Collected data
Issue #2721, opened 2023-08-22
Add allowlisting info to Hosted docs


jwitz:
### Issue Type

Missing content for an existing feature

### Links to Affected Docs

https://docs.astronomer.io/astro/create-first-DAG

### The Issue or Context

It would be worth adding a troubleshooting note for users who might need to get Astro domains allowlisted on their organization's private network.

PR #2722, opened 2023-08-22
Add note about allowlisting for Hosted

jwitz:
Resolves https://github.com/astronomer/docs/issues/2721


lzdanski:
I know we discussed this yesterday and there's a bunch of tradeoffs for where this information goes, and this change looks good to me. In future, I would much rather it live in a troubleshooting page, reference, or some other place because the note format takes up a lot of real estate between landing on the page and taking the first action in step one. But I don't know we have content right now where it would be more ideally placed than this!

lzdanski (approved):
Might still need other reviewers to take a look, but the formatting and preview lgtm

* **Required action**
Repeat the records above exactly as they appear.

* **Exercise output**
Issue #2721, opened 2023-08-22
Add allowlisting info to Hosted docs


jwitz:
### Issue Type

Missing content for an existing feature

### Links to Affected Docs

https://docs.astronomer.io/astro/create-first-DAG

### The Issue or Context

It would be worth adding a troubleshooting note for users who might need to get Astro domains allowlisted on their organization's private network.

PR #2722, opened 2023-08-22
Add note about allowlisting for Hosted

jwitz:
Resolves https://github.com/astronomer/docs/issues/2721


lzdanski:
I know we discussed this yesterday and there's a bunch of tradeoffs for where this information goes, and this change looks good to me. In future, I would much rather it live in a troubleshooting page, reference, or some other place because the note format takes up a lot of real estate between landing on the page and taking the first action in step one. But I don't know we have content right now where it would be more ideally placed than this!

lzdanski (approved):
Might still need other reviewers to take a look, but the formatting and preview lgtm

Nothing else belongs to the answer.